[Recorded data]
=== Begin Enclosure ===
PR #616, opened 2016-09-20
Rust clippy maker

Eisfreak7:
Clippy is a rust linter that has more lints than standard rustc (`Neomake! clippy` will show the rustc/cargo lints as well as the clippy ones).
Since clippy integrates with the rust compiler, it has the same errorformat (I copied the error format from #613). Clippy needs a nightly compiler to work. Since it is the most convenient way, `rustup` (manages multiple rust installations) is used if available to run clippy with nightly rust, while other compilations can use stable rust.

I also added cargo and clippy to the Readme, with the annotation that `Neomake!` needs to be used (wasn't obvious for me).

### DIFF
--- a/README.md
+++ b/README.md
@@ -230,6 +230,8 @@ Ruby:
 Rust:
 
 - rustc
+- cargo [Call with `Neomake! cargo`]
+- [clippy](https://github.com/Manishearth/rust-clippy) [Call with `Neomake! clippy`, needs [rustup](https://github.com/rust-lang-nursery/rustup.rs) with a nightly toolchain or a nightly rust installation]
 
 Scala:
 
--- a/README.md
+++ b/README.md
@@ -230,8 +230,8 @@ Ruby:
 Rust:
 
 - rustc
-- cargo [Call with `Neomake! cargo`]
=== End Enclosure ===
=== Begin Enclosure ===
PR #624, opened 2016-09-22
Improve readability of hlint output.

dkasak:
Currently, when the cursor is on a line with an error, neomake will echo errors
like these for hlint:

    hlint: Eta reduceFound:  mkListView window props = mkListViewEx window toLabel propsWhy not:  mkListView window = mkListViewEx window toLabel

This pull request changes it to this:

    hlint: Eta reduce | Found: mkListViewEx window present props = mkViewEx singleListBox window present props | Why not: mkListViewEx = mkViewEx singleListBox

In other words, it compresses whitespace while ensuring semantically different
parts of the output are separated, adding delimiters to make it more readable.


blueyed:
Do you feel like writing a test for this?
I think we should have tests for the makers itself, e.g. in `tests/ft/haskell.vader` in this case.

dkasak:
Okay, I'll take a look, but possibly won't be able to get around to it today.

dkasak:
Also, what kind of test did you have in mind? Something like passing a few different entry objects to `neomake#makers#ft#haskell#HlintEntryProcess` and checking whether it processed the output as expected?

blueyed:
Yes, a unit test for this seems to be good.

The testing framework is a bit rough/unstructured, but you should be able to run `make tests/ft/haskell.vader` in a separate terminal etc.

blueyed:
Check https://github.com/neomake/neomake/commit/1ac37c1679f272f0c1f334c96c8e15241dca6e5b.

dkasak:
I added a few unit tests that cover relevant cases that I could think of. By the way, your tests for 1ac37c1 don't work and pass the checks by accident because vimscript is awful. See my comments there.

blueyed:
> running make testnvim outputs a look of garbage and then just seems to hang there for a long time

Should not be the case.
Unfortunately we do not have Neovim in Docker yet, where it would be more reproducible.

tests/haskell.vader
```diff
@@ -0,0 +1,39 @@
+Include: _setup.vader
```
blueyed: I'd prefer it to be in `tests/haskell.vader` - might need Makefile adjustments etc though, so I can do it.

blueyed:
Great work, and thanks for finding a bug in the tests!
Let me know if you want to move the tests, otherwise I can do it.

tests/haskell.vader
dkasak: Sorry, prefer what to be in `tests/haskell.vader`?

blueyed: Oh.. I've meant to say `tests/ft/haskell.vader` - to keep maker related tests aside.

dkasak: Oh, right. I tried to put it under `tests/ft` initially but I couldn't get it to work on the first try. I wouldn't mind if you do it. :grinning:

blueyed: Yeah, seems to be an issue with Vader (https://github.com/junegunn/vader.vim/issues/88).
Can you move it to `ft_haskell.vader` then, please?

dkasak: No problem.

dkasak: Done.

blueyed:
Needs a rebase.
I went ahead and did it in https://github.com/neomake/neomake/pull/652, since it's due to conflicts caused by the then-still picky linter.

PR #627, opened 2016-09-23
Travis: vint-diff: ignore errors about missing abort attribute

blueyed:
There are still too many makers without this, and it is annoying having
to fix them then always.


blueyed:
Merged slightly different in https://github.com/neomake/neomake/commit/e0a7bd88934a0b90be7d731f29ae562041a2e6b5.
=== End Enclosure ===
=== Begin Enclosure ===
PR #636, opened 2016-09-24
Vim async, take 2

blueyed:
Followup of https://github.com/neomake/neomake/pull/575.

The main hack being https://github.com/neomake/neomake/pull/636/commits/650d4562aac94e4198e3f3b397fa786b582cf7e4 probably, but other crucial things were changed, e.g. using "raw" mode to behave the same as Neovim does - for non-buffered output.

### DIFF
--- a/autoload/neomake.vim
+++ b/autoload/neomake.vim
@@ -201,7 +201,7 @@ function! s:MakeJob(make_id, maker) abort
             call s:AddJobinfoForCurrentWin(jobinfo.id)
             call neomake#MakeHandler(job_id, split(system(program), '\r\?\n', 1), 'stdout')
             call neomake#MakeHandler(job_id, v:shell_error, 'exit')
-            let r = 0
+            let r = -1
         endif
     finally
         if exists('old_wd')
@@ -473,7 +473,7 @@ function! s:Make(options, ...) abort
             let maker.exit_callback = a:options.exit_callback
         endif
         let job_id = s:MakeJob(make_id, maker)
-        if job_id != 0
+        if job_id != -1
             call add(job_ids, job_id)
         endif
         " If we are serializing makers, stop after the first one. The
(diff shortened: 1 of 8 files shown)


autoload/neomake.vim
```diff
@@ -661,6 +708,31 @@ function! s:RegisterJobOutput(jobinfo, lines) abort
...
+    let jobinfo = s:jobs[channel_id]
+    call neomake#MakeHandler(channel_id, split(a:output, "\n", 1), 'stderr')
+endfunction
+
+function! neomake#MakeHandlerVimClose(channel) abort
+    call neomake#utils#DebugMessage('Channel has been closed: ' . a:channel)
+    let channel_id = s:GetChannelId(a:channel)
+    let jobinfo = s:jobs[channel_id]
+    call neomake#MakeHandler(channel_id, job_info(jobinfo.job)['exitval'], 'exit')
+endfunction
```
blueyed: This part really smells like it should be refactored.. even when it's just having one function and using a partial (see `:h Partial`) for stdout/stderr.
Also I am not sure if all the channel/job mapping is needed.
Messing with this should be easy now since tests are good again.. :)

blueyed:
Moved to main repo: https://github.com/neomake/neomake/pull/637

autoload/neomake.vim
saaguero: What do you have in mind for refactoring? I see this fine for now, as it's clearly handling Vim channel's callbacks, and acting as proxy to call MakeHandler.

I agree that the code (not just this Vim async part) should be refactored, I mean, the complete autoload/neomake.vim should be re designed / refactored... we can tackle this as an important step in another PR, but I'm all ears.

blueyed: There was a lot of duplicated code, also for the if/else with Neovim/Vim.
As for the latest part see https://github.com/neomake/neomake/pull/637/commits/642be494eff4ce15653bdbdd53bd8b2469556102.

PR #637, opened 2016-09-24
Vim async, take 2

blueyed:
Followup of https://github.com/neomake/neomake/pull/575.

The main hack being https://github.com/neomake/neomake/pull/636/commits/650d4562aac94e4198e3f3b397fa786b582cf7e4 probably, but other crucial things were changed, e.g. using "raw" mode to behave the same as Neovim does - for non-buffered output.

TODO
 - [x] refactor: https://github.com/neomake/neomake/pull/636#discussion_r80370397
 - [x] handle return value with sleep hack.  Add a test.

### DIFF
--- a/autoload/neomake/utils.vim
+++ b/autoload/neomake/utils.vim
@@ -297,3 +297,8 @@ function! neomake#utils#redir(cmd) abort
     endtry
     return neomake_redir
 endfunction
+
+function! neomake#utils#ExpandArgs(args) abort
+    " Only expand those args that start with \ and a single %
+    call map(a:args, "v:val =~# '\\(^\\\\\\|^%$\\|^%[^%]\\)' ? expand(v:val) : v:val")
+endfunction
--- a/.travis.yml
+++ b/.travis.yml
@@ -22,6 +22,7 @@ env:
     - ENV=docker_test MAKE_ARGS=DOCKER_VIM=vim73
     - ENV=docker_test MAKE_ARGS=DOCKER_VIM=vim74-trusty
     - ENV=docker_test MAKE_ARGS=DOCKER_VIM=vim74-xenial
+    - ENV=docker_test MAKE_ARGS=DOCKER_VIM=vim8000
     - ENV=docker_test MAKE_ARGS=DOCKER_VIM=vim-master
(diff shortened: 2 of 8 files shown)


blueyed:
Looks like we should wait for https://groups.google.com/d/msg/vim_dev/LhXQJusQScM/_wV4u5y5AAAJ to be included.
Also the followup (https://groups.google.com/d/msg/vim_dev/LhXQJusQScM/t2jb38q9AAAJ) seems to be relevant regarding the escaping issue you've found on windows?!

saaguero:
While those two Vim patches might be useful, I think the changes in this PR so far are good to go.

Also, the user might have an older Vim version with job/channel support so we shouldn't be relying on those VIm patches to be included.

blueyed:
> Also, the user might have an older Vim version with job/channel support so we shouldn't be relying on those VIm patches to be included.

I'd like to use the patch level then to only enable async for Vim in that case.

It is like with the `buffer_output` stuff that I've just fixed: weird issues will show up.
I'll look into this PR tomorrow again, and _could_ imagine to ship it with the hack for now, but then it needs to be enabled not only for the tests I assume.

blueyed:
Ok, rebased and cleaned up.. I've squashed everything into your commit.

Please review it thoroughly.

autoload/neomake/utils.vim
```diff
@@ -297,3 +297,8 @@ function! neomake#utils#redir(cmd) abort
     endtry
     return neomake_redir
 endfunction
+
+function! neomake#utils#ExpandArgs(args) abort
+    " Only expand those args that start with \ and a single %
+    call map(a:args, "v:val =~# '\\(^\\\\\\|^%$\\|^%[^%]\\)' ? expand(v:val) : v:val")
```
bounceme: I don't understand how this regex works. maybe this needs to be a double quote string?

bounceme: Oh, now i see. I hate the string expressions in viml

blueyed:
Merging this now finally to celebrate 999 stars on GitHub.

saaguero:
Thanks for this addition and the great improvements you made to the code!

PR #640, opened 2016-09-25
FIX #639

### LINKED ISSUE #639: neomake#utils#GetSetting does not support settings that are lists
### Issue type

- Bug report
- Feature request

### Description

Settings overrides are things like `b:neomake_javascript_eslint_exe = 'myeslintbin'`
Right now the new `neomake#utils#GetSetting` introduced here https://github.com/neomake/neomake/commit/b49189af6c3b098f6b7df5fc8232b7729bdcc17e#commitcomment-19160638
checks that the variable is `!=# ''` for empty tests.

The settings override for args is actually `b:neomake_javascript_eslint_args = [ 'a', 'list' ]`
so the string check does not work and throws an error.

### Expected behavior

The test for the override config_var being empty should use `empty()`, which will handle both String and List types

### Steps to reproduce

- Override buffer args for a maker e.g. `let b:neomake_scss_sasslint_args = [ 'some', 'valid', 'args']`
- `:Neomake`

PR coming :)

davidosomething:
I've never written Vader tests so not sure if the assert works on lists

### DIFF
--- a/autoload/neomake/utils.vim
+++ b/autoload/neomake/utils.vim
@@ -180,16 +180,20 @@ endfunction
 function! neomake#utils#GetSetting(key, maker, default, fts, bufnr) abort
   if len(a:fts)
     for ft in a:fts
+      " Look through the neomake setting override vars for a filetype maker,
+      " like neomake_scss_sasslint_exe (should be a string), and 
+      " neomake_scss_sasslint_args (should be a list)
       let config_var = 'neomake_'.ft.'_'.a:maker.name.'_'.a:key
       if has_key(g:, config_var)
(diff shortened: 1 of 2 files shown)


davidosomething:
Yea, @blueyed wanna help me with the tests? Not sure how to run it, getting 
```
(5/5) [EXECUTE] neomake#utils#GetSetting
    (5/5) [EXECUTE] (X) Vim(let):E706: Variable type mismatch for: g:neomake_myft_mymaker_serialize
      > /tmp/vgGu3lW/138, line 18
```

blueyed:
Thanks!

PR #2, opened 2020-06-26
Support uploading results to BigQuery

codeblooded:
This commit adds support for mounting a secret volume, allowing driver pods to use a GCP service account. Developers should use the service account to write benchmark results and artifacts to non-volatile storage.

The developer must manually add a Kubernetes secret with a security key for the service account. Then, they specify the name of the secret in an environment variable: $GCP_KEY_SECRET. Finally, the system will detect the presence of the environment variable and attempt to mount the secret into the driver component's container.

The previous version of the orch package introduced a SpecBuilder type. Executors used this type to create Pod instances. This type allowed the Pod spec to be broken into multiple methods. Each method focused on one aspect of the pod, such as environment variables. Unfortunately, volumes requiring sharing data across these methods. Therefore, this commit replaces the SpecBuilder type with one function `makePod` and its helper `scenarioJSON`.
=== End Enclosure ===
## TASK DIRECTIONS
Whenever a line of the records holds the string "seems", pick it out and copy it.

## RESULT
Yes, a unit test for this seems to be good.
> running make testnvim outputs a look of garbage and then just seems to hang there for a long time
blueyed: Yeah, seems to be an issue with Vader (https://github.com/junegunn/vader.vim/issues/88).
Also the followup (https://groups.google.com/d/msg/vim_dev/LhXQJusQScM/t2jb38q9AAAJ) seems to be relevant regarding the escaping issue you've found on windows?!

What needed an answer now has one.